◆ **ASSIGNMENT**: Produce a copy of every line in the records that holds the string "selected".

◆ **GIVEN ENTRIES**:
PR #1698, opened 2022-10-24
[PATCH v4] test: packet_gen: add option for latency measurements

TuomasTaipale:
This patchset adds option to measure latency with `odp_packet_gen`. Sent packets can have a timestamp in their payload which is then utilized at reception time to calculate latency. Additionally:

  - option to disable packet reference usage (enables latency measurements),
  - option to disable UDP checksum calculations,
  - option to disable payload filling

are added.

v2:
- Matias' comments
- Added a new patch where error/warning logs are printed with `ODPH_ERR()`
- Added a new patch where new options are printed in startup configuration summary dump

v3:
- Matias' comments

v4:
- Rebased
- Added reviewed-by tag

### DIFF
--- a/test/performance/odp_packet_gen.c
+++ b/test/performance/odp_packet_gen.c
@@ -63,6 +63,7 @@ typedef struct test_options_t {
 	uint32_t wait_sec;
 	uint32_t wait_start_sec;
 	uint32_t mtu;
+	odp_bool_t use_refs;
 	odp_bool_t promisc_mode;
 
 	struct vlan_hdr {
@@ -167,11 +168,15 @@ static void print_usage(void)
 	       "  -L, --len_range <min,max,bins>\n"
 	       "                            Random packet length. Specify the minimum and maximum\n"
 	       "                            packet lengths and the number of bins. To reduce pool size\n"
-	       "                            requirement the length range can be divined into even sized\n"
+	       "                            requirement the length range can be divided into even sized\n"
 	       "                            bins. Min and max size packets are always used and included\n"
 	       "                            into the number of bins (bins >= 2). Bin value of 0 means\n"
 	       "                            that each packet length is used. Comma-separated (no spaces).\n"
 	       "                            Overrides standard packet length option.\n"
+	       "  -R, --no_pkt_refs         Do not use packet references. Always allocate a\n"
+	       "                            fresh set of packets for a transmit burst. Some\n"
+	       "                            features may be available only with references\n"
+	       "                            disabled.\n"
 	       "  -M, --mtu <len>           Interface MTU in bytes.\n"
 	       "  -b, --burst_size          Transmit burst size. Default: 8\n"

...

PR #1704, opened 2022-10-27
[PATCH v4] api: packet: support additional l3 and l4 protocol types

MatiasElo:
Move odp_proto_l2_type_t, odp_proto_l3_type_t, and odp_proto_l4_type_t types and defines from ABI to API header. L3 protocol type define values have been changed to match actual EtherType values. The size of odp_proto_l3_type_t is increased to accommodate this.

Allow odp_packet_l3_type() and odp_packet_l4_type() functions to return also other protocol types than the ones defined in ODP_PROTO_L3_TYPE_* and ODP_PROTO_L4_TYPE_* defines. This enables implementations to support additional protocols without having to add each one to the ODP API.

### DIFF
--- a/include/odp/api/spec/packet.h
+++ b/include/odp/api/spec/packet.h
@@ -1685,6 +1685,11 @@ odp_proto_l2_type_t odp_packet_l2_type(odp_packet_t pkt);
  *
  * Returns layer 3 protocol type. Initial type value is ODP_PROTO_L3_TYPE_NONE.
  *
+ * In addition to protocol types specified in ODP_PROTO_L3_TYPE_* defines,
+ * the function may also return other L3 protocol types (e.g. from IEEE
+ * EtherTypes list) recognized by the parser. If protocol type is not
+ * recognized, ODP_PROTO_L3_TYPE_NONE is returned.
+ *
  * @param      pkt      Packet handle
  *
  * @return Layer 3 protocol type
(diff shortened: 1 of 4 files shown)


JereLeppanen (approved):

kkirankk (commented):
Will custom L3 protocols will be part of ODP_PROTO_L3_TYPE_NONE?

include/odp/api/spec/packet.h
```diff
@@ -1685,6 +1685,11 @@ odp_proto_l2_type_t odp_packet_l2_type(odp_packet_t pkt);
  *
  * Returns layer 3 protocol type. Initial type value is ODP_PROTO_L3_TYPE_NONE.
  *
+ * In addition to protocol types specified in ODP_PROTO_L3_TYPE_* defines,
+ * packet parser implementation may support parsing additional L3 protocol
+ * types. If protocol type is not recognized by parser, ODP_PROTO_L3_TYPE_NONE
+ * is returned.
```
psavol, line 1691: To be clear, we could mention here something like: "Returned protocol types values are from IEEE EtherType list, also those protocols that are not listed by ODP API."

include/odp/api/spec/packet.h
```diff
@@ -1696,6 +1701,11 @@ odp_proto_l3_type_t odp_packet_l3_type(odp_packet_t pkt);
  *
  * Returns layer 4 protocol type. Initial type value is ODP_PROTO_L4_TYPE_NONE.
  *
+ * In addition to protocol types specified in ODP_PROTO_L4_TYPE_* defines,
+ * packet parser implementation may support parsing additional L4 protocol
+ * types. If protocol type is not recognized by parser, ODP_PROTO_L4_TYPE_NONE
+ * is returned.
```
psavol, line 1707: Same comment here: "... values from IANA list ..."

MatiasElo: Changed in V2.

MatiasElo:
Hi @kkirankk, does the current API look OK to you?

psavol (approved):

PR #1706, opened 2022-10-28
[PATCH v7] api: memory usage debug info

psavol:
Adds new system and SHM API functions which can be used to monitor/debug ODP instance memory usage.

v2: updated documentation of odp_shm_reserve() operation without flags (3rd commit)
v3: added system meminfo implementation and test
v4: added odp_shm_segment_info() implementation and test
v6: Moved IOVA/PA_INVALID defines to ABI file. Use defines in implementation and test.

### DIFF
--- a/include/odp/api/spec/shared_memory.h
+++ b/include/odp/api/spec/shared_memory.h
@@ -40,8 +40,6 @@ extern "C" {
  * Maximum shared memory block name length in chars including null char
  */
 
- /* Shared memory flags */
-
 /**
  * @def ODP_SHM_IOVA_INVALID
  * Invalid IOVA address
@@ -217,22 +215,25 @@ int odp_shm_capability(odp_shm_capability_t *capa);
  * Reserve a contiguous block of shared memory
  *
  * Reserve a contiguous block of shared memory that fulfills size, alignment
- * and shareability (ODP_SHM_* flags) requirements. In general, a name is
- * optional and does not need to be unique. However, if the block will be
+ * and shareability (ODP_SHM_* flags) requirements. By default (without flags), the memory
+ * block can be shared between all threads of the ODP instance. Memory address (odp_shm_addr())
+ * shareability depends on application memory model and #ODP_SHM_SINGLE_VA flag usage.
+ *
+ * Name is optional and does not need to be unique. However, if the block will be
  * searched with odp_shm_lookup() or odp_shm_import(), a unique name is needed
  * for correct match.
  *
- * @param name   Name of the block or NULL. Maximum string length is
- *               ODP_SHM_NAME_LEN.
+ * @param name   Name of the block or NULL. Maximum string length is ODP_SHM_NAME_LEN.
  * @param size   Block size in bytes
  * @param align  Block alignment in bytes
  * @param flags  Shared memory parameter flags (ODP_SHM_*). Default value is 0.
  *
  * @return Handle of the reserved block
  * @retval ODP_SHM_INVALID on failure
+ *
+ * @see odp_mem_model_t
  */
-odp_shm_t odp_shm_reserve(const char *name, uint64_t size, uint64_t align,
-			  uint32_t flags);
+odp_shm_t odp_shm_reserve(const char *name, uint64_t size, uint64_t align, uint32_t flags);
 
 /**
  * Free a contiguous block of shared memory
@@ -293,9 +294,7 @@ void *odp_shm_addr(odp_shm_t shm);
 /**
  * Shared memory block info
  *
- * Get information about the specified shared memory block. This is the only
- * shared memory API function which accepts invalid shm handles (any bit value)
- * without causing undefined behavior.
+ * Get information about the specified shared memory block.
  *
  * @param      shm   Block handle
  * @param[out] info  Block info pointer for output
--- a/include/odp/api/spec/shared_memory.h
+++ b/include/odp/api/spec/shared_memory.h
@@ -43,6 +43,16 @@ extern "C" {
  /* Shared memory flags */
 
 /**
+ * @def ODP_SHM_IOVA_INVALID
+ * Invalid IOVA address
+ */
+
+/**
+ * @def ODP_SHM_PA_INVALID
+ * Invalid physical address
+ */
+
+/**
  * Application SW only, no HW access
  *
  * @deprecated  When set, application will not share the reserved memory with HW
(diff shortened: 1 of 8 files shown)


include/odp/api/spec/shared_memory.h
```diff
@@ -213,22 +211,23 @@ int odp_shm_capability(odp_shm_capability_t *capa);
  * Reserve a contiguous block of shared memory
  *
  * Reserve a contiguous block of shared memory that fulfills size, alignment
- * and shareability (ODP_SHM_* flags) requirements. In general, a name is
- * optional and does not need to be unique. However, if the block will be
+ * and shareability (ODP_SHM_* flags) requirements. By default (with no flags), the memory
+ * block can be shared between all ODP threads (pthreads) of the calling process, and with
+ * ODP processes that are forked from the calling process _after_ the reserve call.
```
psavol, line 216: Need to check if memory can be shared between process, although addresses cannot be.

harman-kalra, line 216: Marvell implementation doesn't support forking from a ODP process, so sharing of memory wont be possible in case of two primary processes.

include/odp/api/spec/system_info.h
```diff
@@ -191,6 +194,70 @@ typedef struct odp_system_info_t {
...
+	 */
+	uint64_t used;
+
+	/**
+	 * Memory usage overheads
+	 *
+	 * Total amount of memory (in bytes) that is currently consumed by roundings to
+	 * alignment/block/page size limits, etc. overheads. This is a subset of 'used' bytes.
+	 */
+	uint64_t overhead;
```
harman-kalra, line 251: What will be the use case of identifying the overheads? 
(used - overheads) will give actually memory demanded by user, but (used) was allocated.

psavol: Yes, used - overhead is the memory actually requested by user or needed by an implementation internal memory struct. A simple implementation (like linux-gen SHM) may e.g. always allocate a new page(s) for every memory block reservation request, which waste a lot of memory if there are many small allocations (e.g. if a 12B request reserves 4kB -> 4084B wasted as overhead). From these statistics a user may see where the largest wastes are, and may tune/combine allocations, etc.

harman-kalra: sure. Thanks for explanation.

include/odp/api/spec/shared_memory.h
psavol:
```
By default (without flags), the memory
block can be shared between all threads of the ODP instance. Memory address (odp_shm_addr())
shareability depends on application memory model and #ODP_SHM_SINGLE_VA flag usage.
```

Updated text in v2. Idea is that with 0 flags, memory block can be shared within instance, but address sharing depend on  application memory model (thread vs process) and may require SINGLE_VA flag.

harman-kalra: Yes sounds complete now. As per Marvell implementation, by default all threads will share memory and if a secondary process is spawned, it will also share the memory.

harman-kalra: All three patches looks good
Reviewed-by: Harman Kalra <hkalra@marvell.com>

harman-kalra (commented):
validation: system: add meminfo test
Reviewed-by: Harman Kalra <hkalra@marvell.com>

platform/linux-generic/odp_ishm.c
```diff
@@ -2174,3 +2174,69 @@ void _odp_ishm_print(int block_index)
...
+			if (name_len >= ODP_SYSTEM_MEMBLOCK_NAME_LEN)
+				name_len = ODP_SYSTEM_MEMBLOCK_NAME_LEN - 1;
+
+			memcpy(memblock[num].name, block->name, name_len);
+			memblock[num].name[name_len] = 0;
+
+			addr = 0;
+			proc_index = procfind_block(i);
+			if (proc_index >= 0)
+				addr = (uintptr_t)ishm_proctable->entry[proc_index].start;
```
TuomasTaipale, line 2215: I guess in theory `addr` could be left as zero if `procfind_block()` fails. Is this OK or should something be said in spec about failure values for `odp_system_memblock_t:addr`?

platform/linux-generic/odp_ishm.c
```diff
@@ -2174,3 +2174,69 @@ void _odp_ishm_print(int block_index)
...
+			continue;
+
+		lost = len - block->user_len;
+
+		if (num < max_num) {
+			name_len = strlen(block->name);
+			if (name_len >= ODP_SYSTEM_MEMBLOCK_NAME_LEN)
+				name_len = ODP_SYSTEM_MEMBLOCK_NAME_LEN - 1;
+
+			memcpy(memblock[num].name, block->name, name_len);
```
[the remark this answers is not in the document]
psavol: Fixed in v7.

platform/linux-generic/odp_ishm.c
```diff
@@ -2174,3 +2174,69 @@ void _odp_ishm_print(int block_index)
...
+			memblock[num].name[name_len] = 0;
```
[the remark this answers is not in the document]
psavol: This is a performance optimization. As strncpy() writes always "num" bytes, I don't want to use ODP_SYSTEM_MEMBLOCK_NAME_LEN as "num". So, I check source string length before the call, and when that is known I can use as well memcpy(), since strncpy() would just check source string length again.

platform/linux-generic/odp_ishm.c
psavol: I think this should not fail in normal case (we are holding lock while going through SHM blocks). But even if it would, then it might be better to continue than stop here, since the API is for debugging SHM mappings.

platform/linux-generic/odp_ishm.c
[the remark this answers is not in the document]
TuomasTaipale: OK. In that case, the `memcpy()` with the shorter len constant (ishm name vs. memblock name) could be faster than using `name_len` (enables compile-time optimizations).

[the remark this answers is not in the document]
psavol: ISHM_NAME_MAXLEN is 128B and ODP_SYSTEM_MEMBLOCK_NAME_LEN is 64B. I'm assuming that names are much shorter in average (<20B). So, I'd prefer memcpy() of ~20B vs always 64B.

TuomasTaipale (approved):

* * *

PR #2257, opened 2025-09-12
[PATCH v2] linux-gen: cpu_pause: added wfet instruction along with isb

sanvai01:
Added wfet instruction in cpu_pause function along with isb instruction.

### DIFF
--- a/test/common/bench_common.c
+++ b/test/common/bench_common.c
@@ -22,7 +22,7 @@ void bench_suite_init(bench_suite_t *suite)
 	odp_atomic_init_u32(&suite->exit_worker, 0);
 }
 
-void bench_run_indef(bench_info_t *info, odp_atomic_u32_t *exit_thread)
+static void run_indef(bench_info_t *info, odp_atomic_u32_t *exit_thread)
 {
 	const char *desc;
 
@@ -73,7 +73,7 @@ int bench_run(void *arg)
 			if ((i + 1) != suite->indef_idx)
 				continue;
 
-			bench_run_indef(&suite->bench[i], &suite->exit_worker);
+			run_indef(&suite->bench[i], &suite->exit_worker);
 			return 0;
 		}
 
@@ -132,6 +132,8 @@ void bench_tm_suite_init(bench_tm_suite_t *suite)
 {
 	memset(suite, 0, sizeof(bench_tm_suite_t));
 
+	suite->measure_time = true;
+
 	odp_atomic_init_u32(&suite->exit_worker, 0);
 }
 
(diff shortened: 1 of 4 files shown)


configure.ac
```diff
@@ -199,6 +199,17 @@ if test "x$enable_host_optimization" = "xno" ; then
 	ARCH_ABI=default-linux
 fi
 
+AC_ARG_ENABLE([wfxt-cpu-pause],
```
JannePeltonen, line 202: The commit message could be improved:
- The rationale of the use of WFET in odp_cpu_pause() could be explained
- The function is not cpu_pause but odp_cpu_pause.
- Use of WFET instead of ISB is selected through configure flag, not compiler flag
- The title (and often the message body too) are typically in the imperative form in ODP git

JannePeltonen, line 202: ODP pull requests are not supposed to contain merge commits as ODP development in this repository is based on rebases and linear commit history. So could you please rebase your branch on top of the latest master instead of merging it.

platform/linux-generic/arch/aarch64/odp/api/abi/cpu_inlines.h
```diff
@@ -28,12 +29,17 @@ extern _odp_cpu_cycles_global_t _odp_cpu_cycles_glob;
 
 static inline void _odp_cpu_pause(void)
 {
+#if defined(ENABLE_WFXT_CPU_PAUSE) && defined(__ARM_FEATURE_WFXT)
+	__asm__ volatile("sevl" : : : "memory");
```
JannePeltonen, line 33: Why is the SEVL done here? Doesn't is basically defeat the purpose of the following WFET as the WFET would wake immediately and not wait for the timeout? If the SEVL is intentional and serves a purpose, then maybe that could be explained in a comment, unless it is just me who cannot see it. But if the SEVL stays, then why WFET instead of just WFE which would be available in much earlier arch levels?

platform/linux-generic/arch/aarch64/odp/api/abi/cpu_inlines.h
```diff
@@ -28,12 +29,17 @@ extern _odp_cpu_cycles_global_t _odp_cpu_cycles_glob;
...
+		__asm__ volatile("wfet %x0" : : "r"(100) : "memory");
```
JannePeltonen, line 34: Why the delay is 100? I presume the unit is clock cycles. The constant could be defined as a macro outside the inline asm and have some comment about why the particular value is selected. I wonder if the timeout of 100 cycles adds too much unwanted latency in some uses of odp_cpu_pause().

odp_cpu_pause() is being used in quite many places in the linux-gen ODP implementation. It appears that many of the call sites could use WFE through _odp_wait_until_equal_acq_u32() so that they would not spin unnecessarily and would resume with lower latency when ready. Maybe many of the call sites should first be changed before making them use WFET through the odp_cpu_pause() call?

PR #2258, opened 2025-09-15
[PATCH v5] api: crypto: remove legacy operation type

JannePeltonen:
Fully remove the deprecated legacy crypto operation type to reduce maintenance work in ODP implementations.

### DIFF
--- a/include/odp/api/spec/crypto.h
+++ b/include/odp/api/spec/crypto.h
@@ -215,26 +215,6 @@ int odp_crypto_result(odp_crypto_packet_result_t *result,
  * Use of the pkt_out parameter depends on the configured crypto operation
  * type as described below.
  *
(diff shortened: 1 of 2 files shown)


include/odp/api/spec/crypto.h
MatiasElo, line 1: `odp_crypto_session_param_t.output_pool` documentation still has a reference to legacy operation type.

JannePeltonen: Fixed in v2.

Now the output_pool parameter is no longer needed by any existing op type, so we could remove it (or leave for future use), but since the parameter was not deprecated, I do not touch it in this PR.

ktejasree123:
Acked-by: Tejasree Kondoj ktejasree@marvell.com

◆ **RESPONSE FOR THIS EXERCISE**:
- Use of WFET instead of ISB is selected through configure flag, not compiler flag
JannePeltonen, line 34: Why the delay is 100? I presume the unit is clock cycles. The constant could be defined as a macro outside the inline asm and have some comment about why the particular value is selected. I wonder if the timeout of 100 cycles adds too much unwanted latency in some uses of odp_cpu_pause().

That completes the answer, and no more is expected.